:: Provided records ::

▬▬▬▬▬▬▬▬▬▬

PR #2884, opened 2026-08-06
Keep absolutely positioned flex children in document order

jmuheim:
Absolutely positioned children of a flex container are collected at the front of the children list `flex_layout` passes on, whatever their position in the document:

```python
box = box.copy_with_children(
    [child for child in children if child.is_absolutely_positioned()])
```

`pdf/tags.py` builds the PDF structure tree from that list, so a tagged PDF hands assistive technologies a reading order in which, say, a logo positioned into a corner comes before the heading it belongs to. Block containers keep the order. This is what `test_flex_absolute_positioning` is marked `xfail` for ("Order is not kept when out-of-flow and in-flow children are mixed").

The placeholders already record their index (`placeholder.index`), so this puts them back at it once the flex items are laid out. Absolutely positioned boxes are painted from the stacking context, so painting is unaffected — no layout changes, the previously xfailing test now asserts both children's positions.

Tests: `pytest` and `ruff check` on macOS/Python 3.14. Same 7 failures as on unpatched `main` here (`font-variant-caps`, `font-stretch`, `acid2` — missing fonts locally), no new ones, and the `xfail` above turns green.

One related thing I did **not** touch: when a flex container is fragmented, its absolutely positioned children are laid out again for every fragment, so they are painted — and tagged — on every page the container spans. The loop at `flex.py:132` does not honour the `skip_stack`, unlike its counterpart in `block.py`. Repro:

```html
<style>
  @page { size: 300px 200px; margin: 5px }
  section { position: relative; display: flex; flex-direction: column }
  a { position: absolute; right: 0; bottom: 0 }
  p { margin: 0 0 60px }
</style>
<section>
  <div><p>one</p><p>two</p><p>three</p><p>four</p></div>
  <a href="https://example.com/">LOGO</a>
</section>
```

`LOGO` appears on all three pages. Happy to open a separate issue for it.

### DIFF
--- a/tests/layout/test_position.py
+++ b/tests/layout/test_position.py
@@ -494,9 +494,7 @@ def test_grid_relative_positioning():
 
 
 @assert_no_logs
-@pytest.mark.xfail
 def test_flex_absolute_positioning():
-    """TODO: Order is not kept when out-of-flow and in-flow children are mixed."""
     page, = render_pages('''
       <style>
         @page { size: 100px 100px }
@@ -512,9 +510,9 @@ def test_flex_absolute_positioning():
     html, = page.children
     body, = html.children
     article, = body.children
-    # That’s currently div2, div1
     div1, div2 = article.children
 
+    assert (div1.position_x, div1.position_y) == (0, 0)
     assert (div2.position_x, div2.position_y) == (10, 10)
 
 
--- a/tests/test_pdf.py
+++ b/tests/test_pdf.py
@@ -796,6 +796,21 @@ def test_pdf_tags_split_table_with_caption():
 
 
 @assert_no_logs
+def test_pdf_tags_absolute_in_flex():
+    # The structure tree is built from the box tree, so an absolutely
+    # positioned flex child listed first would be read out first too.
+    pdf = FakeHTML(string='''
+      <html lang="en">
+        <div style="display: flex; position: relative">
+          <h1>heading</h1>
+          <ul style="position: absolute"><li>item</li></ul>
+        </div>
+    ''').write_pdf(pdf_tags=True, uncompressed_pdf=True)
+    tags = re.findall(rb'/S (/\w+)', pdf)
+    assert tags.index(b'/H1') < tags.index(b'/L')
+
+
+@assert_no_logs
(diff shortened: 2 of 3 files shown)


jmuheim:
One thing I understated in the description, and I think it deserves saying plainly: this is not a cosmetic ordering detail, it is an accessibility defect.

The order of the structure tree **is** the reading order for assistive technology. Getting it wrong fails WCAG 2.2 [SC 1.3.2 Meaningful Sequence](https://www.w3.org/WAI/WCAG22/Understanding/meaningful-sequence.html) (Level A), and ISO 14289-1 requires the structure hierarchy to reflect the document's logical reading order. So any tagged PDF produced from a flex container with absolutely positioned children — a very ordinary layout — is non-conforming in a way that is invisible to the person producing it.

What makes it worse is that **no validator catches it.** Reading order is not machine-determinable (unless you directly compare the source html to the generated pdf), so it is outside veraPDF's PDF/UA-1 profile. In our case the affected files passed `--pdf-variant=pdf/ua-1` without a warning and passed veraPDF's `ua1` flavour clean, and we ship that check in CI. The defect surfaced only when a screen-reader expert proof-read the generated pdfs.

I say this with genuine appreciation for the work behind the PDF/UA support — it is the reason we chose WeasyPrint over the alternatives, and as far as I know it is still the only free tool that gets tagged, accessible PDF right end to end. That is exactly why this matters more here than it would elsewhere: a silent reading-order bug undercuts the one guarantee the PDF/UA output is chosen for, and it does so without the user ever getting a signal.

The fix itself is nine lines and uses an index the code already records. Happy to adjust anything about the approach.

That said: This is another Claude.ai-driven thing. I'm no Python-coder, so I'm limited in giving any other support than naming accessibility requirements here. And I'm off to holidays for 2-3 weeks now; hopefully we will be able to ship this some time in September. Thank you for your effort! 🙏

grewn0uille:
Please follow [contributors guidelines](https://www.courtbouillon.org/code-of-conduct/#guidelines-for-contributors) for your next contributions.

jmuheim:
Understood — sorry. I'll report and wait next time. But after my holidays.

▬▬▬▬▬▬▬▬▬▬

:: Exercise aim ::
Type out the entries again, word for word.

:: Answer space ::
PR #2884, opened 2026-08-06
Keep absolutely positioned flex children in document order

jmuheim:
Absolutely positioned children of a flex container are collected at the front of the children list `flex_layout` passes on, whatever their position in the document:

```python
box = box.copy_with_children(
    [child for child in children if child.is_absolutely_positioned()])
```

`pdf/tags.py` builds the PDF structure tree from that list, so a tagged PDF hands assistive technologies a reading order in which, say, a logo positioned into a corner comes before the heading it belongs to. Block containers keep the order. This is what `test_flex_absolute_positioning` is marked `xfail` for ("Order is not kept when out-of-flow and in-flow children are mixed").

The placeholders already record their index (`placeholder.index`), so this puts them back at it once the flex items are laid out. Absolutely positioned boxes are painted from the stacking context, so painting is unaffected — no layout changes, the previously xfailing test now asserts both children's positions.

Tests: `pytest` and `ruff check` on macOS/Python 3.14. Same 7 failures as on unpatched `main` here (`font-variant-caps`, `font-stretch`, `acid2` — missing fonts locally), no new ones, and the `xfail` above turns green.

One related thing I did **not** touch: when a flex container is fragmented, its absolutely positioned children are laid out again for every fragment, so they are painted — and tagged — on every page the container spans. The loop at `flex.py:132` does not honour the `skip_stack`, unlike its counterpart in `block.py`. Repro:

```html
<style>
  @page { size: 300px 200px; margin: 5px }
  section { position: relative; display: flex; flex-direction: column }
  a { position: absolute; right: 0; bottom: 0 }
  p { margin: 0 0 60px }
</style>
<section>
  <div><p>one</p><p>two</p><p>three</p><p>four</p></div>
  <a href="https://example.com/">LOGO</a>
</section>
```

`LOGO` appears on all three pages. Happy to open a separate issue for it.

### DIFF
--- a/tests/layout/test_position.py
+++ b/tests/layout/test_position.py
@@ -494,9 +494,7 @@ def test_grid_relative_positioning():
 
 
 @assert_no_logs
-@pytest.mark.xfail
 def test_flex_absolute_positioning():
-    """TODO: Order is not kept when out-of-flow and in-flow children are mixed."""
     page, = render_pages('''
       <style>
         @page { size: 100px 100px }
@@ -512,9 +510,9 @@ def test_flex_absolute_positioning():
     html, = page.children
     body, = html.children
     article, = body.children
-    # That’s currently div2, div1
     div1, div2 = article.children
 
+    assert (div1.position_x, div1.position_y) == (0, 0)
     assert (div2.position_x, div2.position_y) == (10, 10)
 
 
--- a/tests/test_pdf.py
+++ b/tests/test_pdf.py
@@ -796,6 +796,21 @@ def test_pdf_tags_split_table_with_caption():
 
 
 @assert_no_logs
+def test_pdf_tags_absolute_in_flex():
+    # The structure tree is built from the box tree, so an absolutely
+    # positioned flex child listed first would be read out first too.
+    pdf = FakeHTML(string='''
+      <html lang="en">
+        <div style="display: flex; position: relative">
+          <h1>heading</h1>
+          <ul style="position: absolute"><li>item</li></ul>
+        </div>
+    ''').write_pdf(pdf_tags=True, uncompressed_pdf=True)
+    tags = re.findall(rb'/S (/\w+)', pdf)
+    assert tags.index(b'/H1') < tags.index(b'/L')
+
+
+@assert_no_logs
(diff shortened: 2 of 3 files shown)


jmuheim:
One thing I understated in the description, and I think it deserves saying plainly: this is not a cosmetic ordering detail, it is an accessibility defect.

The order of the structure tree **is** the reading order for assistive technology. Getting it wrong fails WCAG 2.2 [SC 1.3.2 Meaningful Sequence](https://www.w3.org/WAI/WCAG22/Understanding/meaningful-sequence.html) (Level A), and ISO 14289-1 requires the structure hierarchy to reflect the document's logical reading order. So any tagged PDF produced from a flex container with absolutely positioned children — a very ordinary layout — is non-conforming in a way that is invisible to the person producing it.

What makes it worse is that **no validator catches it.** Reading order is not machine-determinable (unless you directly compare the source html to the generated pdf), so it is outside veraPDF's PDF/UA-1 profile. In our case the affected files passed `--pdf-variant=pdf/ua-1` without a warning and passed veraPDF's `ua1` flavour clean, and we ship that check in CI. The defect surfaced only when a screen-reader expert proof-read the generated pdfs.

I say this with genuine appreciation for the work behind the PDF/UA support — it is the reason we chose WeasyPrint over the alternatives, and as far as I know it is still the only free tool that gets tagged, accessible PDF right end to end. That is exactly why this matters more here than it would elsewhere: a silent reading-order bug undercuts the one guarantee the PDF/UA output is chosen for, and it does so without the user ever getting a signal.

The fix itself is nine lines and uses an index the code already records. Happy to adjust anything about the approach.

That said: This is another Claude.ai-driven thing. I'm no Python-coder, so I'm limited in giving any other support than naming accessibility requirements here. And I'm off to holidays for 2-3 weeks now; hopefully we will be able to ship this some time in September. Thank you for your effort! 🙏

grewn0uille:
Please follow [contributors guidelines](https://www.courtbouillon.org/code-of-conduct/#guidelines-for-contributors) for your next contributions.

jmuheim:
Understood — sorry. I'll report and wait next time. But after my holidays.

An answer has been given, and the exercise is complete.